--- Extracted data Enclosed Below ---

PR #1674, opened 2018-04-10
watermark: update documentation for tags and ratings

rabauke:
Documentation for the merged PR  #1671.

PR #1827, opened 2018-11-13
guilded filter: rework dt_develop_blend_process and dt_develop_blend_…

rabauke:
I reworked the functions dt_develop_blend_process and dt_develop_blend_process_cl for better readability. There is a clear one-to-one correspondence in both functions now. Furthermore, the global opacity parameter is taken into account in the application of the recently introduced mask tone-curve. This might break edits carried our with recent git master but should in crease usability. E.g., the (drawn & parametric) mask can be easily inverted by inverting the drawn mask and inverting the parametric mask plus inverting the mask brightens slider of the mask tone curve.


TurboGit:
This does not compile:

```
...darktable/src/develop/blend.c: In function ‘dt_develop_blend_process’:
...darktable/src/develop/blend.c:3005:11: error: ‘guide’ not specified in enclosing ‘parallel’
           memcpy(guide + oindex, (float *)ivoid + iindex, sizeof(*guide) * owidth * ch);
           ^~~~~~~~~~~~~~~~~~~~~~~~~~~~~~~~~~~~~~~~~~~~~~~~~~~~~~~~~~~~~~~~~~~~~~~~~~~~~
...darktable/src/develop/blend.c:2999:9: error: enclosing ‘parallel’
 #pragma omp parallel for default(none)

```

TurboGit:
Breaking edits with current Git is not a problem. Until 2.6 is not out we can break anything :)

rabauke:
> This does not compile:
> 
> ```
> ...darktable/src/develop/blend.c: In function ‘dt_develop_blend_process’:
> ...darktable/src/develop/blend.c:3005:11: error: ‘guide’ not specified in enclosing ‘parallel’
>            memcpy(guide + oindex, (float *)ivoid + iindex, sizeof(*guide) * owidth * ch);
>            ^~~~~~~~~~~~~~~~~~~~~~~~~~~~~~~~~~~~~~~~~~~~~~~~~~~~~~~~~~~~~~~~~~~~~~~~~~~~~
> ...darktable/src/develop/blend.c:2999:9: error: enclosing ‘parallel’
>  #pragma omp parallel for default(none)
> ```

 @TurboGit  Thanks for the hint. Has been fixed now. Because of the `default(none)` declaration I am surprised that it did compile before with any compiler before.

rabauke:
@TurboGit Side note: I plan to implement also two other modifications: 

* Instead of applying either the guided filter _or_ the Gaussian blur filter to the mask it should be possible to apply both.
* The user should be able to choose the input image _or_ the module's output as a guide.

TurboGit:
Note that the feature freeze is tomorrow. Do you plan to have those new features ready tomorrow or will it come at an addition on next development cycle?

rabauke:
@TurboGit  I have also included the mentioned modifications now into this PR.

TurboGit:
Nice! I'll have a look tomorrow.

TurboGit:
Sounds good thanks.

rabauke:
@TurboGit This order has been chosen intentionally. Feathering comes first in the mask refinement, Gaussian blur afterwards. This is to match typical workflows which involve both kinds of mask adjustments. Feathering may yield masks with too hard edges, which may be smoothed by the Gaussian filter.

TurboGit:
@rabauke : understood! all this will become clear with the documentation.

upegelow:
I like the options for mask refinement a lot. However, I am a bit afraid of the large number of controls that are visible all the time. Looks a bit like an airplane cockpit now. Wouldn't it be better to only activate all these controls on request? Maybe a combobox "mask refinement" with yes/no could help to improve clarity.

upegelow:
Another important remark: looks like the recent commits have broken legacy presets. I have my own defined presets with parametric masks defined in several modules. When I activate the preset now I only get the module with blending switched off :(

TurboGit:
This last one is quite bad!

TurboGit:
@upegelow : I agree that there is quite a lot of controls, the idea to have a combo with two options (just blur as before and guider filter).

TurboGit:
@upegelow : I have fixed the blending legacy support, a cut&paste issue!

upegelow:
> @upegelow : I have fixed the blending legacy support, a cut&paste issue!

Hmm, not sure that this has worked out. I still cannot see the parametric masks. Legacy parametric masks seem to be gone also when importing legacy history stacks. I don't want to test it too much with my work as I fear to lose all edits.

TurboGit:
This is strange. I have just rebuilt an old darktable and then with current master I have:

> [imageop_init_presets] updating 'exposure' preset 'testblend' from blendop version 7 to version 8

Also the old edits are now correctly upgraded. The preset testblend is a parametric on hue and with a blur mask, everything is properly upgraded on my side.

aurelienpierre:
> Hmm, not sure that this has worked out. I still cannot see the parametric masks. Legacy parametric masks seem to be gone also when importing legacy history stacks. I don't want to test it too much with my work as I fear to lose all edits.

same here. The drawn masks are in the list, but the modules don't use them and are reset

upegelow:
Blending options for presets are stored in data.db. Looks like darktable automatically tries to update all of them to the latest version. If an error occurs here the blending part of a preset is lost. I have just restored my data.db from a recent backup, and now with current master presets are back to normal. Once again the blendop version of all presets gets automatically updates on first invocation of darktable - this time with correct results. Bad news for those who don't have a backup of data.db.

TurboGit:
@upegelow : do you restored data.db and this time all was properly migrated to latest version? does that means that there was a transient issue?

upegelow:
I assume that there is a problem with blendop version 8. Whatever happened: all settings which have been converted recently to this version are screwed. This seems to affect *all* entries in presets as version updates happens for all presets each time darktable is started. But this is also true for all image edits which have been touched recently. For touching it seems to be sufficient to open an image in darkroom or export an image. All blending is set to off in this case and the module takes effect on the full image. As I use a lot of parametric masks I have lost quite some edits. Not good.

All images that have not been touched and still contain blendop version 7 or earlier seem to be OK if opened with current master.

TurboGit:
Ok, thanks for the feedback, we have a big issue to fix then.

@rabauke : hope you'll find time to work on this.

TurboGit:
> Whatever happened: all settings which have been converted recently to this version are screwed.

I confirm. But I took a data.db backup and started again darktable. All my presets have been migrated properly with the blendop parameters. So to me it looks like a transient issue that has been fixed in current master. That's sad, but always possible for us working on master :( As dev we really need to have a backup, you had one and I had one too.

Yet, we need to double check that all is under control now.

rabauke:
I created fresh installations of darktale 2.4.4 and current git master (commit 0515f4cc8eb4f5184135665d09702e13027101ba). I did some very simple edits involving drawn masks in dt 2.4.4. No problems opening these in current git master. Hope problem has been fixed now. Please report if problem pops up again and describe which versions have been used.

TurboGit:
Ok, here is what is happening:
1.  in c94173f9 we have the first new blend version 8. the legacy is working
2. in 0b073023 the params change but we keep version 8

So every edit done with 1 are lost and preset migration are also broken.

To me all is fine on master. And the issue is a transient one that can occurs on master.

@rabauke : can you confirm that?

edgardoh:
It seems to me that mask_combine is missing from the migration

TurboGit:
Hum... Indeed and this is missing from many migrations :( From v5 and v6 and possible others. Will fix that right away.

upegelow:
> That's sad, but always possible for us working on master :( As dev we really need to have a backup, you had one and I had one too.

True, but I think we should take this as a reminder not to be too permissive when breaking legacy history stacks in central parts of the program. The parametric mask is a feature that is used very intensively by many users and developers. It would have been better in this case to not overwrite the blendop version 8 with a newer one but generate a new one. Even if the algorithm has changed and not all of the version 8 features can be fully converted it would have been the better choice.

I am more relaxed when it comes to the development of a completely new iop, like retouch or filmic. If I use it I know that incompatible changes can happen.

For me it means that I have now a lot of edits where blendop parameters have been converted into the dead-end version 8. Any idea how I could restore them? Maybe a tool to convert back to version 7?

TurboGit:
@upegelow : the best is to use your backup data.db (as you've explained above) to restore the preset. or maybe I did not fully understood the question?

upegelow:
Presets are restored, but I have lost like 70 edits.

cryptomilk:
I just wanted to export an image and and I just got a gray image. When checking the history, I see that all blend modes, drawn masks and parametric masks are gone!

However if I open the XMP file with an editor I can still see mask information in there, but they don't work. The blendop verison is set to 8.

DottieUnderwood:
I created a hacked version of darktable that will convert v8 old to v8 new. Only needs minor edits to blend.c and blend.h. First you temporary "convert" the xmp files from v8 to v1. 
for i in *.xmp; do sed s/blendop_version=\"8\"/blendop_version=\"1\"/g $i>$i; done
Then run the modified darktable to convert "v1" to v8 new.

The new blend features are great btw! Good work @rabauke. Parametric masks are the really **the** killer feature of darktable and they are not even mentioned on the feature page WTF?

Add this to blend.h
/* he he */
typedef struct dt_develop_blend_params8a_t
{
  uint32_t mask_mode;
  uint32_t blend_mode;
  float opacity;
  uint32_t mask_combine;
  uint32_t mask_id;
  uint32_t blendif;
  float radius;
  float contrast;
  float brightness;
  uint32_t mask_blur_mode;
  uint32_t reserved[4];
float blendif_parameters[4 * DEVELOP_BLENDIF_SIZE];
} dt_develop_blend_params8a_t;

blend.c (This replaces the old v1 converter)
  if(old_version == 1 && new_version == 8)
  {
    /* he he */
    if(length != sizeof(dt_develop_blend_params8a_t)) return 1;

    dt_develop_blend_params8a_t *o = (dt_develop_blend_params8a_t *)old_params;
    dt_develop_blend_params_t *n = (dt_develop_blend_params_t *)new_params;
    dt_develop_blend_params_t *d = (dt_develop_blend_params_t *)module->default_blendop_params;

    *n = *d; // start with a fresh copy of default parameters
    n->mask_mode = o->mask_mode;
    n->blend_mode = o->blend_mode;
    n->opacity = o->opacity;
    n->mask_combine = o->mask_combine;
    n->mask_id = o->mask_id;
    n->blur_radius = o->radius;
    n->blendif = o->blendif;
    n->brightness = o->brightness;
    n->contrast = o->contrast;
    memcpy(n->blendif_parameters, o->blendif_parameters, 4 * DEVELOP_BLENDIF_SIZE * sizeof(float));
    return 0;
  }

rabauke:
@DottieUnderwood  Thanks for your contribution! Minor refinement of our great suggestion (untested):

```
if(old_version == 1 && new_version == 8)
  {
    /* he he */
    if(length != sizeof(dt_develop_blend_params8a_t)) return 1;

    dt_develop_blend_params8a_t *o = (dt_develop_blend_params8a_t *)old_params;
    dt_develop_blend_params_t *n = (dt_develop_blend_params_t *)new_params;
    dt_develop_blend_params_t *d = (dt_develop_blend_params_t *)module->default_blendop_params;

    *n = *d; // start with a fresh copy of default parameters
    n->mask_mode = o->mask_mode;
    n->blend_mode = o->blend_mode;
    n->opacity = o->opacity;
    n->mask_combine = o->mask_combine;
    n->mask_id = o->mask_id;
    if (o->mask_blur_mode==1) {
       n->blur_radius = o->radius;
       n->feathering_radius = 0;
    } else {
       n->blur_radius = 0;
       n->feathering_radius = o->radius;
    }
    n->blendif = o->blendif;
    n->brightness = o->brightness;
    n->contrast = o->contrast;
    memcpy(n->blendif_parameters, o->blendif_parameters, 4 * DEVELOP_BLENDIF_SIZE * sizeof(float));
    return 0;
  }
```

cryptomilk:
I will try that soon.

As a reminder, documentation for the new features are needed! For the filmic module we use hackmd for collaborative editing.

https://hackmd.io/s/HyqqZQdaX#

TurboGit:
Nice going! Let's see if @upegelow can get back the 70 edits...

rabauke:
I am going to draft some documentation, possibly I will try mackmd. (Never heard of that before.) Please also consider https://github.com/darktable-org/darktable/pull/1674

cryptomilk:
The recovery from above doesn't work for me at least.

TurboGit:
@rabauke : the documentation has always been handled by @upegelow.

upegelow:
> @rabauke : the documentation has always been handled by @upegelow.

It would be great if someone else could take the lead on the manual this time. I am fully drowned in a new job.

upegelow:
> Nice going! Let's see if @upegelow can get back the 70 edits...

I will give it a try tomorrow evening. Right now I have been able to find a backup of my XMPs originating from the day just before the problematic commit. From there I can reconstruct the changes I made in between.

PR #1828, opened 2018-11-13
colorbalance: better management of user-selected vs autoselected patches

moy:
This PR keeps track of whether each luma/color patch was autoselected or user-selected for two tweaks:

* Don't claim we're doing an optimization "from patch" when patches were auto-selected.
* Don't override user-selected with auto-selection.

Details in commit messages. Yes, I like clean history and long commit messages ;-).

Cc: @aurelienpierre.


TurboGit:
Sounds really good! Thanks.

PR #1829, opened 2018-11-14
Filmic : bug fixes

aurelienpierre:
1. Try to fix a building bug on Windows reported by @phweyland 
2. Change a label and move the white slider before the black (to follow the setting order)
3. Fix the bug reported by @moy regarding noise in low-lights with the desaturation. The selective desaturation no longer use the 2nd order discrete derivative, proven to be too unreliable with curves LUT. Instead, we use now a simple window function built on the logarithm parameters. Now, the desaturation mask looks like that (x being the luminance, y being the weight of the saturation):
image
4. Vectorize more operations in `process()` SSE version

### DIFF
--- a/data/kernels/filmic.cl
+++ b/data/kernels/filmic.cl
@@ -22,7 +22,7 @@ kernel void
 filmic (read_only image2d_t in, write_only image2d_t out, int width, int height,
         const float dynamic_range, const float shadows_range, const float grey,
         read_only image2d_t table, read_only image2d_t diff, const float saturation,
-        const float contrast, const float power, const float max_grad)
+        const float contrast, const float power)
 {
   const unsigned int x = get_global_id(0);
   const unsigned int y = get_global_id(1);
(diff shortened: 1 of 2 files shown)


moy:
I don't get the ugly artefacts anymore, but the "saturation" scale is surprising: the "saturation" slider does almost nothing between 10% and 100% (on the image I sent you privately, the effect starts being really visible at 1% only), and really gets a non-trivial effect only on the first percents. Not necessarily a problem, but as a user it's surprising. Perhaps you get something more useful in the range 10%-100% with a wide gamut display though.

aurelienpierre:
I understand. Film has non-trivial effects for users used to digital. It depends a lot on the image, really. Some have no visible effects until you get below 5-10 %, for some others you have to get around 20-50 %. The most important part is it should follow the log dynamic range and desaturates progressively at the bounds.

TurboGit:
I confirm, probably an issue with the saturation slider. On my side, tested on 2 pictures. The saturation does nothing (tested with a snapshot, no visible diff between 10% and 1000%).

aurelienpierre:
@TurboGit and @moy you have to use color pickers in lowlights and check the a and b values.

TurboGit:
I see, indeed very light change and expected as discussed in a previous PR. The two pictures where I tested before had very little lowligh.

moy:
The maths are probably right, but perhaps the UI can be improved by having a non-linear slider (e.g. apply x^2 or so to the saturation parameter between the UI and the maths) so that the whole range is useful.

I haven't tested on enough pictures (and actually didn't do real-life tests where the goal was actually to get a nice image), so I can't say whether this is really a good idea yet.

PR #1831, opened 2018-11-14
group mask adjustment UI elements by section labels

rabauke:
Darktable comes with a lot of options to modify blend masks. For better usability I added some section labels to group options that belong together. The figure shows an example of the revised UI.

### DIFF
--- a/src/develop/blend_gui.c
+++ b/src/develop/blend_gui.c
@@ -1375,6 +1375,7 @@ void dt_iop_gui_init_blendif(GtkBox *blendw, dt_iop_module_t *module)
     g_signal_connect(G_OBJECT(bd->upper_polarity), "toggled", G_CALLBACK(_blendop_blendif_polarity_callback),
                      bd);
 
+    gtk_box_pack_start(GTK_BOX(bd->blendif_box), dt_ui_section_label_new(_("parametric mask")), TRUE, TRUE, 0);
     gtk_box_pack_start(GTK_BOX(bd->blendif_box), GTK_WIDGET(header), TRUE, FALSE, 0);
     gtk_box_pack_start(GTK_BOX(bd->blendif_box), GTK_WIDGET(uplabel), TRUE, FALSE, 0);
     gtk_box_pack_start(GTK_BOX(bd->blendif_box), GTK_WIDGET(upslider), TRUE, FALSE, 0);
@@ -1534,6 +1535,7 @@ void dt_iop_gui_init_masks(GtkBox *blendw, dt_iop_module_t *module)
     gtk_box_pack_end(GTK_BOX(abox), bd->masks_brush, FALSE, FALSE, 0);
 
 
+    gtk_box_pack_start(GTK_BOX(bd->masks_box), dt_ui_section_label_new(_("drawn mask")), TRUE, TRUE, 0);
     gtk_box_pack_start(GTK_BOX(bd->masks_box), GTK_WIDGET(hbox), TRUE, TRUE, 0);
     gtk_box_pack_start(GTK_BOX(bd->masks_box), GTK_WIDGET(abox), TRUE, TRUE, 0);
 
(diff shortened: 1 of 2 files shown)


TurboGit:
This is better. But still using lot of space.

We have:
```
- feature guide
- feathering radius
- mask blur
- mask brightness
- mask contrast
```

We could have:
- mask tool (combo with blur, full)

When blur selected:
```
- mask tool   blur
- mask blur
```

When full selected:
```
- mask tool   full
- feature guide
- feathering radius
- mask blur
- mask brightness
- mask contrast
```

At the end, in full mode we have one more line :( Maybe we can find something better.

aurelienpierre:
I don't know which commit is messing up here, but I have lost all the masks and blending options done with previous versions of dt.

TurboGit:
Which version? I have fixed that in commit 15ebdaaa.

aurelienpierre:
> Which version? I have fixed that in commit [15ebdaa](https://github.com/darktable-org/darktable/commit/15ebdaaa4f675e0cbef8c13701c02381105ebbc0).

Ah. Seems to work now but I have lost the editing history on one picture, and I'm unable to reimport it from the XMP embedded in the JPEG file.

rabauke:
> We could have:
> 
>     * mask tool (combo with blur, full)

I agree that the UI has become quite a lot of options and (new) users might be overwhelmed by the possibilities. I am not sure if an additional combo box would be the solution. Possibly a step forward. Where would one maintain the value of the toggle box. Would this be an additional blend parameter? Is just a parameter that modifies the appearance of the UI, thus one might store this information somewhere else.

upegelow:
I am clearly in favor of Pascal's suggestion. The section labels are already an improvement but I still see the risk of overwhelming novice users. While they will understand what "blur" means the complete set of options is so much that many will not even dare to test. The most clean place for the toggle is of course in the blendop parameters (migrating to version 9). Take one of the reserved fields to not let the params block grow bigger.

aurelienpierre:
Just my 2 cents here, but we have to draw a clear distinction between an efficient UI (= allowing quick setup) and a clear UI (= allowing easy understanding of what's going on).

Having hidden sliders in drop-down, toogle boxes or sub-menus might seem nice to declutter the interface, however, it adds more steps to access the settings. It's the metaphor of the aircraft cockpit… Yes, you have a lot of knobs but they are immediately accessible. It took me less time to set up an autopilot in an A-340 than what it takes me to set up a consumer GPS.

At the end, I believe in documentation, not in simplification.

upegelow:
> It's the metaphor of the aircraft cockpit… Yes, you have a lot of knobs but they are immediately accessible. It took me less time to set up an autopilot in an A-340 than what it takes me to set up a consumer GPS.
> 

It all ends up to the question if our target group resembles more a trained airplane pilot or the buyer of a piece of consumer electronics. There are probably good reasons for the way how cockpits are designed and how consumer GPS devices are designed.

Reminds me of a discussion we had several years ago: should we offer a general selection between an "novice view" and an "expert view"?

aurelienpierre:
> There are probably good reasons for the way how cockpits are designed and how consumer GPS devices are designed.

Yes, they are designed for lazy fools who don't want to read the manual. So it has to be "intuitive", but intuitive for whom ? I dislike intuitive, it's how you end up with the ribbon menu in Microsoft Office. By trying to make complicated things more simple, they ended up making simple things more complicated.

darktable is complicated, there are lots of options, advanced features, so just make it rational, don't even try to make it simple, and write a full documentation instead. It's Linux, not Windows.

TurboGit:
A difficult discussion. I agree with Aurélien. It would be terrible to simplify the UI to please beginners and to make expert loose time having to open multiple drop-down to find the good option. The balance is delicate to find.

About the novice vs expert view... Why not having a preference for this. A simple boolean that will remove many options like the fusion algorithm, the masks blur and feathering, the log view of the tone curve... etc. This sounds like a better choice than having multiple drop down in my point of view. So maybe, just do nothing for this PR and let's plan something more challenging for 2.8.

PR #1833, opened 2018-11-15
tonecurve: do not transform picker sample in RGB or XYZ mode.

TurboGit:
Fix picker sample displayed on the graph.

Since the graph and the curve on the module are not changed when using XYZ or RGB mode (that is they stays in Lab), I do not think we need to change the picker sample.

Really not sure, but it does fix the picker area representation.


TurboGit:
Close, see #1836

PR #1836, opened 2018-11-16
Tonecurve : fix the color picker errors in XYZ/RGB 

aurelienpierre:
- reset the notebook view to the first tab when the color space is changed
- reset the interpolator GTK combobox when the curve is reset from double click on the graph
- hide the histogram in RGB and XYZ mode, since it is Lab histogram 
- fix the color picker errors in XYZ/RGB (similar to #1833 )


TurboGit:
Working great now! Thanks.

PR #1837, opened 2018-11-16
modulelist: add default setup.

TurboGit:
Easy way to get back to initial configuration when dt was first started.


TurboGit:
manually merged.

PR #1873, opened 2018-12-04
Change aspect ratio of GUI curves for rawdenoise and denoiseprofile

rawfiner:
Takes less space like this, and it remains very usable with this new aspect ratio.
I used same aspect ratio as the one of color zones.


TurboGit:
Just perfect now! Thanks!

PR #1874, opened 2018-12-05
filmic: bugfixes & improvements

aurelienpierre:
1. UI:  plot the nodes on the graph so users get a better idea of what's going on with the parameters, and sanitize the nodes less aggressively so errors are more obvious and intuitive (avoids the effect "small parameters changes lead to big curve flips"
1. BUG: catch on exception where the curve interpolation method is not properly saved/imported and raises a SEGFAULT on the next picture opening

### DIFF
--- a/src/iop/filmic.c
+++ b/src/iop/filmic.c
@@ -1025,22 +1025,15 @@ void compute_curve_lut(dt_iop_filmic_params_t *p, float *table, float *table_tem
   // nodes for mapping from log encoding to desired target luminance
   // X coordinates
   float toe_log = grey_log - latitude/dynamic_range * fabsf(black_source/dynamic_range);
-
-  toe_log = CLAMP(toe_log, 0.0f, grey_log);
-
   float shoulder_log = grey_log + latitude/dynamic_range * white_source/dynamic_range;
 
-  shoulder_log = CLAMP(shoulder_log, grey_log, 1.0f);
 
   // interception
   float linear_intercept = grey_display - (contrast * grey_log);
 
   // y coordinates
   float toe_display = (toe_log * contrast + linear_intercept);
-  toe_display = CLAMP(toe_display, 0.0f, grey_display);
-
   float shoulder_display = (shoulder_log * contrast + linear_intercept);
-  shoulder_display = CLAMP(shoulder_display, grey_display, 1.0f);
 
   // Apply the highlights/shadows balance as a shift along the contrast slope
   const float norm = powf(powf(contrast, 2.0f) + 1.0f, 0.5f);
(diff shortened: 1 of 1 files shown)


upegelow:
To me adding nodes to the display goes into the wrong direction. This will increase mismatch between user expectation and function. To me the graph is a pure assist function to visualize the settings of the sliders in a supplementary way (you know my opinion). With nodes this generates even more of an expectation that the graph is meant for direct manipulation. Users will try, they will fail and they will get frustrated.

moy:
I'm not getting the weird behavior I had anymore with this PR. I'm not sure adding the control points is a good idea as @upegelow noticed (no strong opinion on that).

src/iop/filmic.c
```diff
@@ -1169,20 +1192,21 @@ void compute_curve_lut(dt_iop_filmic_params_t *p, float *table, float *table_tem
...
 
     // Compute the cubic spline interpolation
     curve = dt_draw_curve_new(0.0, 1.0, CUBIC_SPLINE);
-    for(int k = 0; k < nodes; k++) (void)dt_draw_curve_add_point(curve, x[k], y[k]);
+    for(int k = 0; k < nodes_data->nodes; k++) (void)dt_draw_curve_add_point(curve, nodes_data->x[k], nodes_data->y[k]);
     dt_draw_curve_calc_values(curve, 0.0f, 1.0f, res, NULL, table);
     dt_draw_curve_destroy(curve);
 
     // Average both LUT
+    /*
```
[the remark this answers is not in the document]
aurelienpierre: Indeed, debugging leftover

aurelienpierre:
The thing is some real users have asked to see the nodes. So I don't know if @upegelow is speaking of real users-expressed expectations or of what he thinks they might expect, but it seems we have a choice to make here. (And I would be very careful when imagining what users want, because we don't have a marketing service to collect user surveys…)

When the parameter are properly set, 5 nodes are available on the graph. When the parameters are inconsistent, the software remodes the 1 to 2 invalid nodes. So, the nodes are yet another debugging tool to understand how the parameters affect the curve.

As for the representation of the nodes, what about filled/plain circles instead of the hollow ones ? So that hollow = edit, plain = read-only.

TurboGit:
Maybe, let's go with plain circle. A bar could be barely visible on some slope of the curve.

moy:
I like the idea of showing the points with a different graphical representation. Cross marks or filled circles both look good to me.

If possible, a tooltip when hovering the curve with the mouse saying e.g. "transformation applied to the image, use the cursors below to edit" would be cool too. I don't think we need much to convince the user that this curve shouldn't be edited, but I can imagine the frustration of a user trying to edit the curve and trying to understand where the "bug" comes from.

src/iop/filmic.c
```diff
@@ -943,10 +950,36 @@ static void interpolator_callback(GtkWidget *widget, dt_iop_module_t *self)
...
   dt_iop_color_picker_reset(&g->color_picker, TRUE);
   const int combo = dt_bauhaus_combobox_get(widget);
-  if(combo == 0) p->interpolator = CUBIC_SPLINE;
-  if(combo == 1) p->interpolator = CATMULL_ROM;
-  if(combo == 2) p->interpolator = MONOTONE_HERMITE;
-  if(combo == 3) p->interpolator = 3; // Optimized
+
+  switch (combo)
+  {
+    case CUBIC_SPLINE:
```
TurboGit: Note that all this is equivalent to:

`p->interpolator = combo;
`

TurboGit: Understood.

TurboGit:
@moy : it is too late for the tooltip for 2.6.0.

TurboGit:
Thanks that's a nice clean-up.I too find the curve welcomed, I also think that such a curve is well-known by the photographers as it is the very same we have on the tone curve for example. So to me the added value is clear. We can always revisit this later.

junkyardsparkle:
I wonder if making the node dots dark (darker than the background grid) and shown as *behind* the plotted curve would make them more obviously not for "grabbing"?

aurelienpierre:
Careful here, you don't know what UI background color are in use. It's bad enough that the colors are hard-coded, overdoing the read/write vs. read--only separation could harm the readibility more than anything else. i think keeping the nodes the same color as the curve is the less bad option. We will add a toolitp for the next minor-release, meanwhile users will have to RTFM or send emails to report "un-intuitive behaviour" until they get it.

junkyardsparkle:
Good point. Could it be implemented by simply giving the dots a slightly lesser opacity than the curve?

--- End of Enclosed Extracted data ---

*Task statement*. Copy out each line of the entries above that holds "latest".

*Solution to this exercise*.
Blending options for presets are stored in data.db. Looks like darktable automatically tries to update all of them to the latest version. If an error occurs here the blending part of a preset is lost. I have just restored my data.db from a recent backup, and now with current master presets are back to normal. Once again the blendop version of all presets gets automatically updates on first invocation of darktable - this time with correct results. Bad news for those who don't have a backup of data.db.
@upegelow : do you restored data.db and this time all was properly migrated to latest version? does that means that there was a transient issue?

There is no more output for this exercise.